### THE PROBLEM
Wherever the string "rhsm" occurs in a line of these records, report that line.

### DATA FOR REVIEW

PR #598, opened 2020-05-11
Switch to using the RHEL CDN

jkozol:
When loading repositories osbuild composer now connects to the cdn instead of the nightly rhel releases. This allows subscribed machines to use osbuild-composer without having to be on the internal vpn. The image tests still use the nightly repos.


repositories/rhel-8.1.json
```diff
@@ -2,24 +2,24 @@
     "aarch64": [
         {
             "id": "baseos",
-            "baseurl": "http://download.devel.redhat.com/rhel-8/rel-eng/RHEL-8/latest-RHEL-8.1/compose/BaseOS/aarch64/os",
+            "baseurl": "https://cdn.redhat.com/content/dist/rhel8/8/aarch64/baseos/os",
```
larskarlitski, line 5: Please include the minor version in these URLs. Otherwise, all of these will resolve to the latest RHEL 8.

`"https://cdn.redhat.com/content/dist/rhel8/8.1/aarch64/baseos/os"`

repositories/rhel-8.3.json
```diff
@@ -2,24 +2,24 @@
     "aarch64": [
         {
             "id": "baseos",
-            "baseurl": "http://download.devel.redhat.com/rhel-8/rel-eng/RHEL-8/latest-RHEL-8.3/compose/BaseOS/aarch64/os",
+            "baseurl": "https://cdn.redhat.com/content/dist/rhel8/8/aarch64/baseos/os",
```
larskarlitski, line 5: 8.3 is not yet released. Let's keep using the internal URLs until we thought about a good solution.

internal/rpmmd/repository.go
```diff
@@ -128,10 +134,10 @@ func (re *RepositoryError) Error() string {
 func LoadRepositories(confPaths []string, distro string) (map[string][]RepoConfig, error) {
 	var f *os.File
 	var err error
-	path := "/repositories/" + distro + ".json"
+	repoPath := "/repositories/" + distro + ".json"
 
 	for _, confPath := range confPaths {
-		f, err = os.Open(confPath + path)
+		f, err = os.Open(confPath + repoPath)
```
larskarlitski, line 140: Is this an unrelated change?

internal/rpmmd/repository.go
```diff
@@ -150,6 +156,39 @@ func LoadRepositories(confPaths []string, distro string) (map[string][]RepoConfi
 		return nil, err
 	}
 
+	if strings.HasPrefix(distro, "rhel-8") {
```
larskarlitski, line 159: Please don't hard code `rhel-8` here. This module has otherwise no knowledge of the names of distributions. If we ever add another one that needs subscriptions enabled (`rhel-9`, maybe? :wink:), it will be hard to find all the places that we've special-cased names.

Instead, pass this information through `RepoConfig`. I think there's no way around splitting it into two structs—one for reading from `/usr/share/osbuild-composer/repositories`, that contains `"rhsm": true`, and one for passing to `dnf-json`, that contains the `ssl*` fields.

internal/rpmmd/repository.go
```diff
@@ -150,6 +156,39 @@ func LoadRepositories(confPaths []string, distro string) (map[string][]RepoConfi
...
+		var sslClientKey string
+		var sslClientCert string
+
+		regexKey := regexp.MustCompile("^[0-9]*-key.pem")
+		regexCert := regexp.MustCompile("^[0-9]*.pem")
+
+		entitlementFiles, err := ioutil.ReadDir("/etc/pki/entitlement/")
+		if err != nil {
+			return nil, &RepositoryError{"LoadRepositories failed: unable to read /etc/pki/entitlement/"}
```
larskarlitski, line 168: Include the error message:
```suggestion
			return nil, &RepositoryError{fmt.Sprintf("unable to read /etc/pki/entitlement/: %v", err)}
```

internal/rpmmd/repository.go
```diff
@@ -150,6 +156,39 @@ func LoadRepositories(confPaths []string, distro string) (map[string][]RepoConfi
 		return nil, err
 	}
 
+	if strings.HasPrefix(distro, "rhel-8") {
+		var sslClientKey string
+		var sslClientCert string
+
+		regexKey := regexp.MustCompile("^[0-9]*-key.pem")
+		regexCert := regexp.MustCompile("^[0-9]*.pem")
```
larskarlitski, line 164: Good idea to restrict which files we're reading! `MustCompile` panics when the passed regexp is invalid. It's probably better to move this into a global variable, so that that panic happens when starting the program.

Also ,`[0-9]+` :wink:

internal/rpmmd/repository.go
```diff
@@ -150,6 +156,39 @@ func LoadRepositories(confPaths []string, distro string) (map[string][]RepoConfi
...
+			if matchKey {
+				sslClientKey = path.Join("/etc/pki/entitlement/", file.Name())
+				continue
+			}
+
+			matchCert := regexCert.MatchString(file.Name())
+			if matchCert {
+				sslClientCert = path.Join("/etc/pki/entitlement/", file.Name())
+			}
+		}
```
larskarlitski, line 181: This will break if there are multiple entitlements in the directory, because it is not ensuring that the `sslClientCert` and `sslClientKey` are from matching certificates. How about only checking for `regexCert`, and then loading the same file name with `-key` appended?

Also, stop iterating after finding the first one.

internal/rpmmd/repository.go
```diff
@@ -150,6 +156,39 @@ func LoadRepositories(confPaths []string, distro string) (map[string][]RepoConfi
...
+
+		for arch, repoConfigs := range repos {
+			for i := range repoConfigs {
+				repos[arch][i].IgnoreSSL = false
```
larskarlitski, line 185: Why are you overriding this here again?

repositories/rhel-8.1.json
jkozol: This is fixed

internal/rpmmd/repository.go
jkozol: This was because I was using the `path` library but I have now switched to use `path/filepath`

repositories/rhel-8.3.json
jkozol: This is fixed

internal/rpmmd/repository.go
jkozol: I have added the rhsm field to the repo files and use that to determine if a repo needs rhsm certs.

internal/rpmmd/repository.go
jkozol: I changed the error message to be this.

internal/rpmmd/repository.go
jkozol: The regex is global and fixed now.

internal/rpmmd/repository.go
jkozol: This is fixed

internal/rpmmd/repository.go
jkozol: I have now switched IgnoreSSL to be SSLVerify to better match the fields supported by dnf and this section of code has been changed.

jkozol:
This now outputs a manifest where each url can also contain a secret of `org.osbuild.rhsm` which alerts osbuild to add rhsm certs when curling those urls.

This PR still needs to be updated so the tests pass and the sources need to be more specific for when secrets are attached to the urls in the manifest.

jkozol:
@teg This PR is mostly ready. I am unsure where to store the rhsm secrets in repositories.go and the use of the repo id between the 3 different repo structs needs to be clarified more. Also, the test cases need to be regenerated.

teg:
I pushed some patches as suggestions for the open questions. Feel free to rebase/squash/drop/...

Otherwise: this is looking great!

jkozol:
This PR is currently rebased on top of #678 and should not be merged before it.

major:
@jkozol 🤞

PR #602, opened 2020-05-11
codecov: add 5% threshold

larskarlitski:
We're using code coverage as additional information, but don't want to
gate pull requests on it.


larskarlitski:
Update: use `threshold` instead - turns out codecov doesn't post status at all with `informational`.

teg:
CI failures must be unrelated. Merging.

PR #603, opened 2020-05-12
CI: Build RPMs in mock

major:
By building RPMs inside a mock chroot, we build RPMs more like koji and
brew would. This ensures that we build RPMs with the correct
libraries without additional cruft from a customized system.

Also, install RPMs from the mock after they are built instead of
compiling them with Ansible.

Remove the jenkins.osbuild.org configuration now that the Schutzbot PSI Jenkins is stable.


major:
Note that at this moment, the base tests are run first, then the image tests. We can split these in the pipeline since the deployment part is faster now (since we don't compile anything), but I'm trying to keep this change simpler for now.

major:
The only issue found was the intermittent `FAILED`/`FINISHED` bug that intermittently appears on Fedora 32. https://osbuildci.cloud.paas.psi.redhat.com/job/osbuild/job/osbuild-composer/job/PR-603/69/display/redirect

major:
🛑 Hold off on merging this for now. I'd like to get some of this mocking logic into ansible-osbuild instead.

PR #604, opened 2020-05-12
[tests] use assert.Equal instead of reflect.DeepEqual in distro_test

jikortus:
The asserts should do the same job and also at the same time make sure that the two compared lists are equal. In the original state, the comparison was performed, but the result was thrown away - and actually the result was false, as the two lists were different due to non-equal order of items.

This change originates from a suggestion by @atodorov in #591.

### ANSWER TO THE EXERCISE
Instead, pass this information through `RepoConfig`. I think there's no way around splitting it into two structs—one for reading from `/usr/share/osbuild-composer/repositories`, that contains `"rhsm": true`, and one for passing to `dnf-json`, that contains the `ssl*` fields.
jkozol: I have added the rhsm field to the repo files and use that to determine if a repo needs rhsm certs.
This now outputs a manifest where each url can also contain a secret of `org.osbuild.rhsm` which alerts osbuild to add rhsm certs when curling those urls.
@teg This PR is mostly ready. I am unsure where to store the rhsm secrets in repositories.go and the use of the repo id between the 3 different repo structs needs to be clarified more. Also, the test cases need to be regenerated.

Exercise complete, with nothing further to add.